Instead of Escalating Service Problems, Why Not Just Fix Them Earlier?

by | Feb 6, 2020

I was talking to a VP of Service the other day and he had his call center manager on the line.  When I asked the manager to name his biggest challenge, his answer was, “My agents don’t know when to quit…” What he meant was that they didn’t know when to stop trying to diagnose the problem by themselves and escalate to a higher tiered agent or an FSE.  The VP said another challenge is that when an escalation does occur, his experts get pulled into too many issues that are “below their pay grade”, thus wasting their time.

Below is a table showing how issues are being resolved today in a typical service/support organization (this is based on actual conversations with OEM’s).  Each block represents the number of service issues per year. As you can see, customers typically don’t do much troubleshooting and rely almost completely on the support organization. The call center, in particular, is tasked with resolving the lion’s share of the issues.  FSE’s also get pulled into issues that end up getting resolved relatively quickly.

Look familiar?

What if you could shift support events earlier in the support chain, enabling more customer self-service? By enabling call center agents to resolve more complex issues (“A”) and enable the customer to solve the simpler issues (“B”), you can shorten resolution time and improve customer satisfaction. Other issues are moved earlier in the support chain accordingly.

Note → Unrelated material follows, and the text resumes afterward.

PR #394, opened 2018-02-01
Model container testing function to clipper admin (Vanilla python)

### LINKED ISSUE #360: Adding model container testing function to clipper admin
Currently, when users use one of the model deployers to deploy a predict function to Clipper, they have no way to debug their function before deploying the model. We should add a `test_predict_function` method to each model deployer that allows users to test that their function has the correct signature and can be properly saved and loaded.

Saying it is one thing. Doing it is another. Here’s one way:

 Give your customers AI-driven tools that help them gather necessary diagnostic information. When they encounter an issue, the tool asks for information about the symptoms and then gives them guidance on the most efficient way to diagnose the problem and suggests a resolution. 

If your customers still can’t fix it, they can hand the problem off to the call center with a history of what they’ve done so the support agent can hit the ground running.

Those same tools can be used by tier 1 agents in the call center to ask the right questions and make the best suggestions. Knowing what to ask, and then having a system that uses those answers to make suggestions, can make even the newest support agent sound like an experienced pro.

By studying what kind of problems customers and agents are solving, and the ones where they get stuck, you build valuable knowledge about how your customers work, and how your product could be made to work better.

The holy grail is to help your customers solve more of their own issues without needing to contact support. Or enabling your support agents to resolve problems without getting engineering involved. This frees up your service experts to deal with the rare issues that are really hard.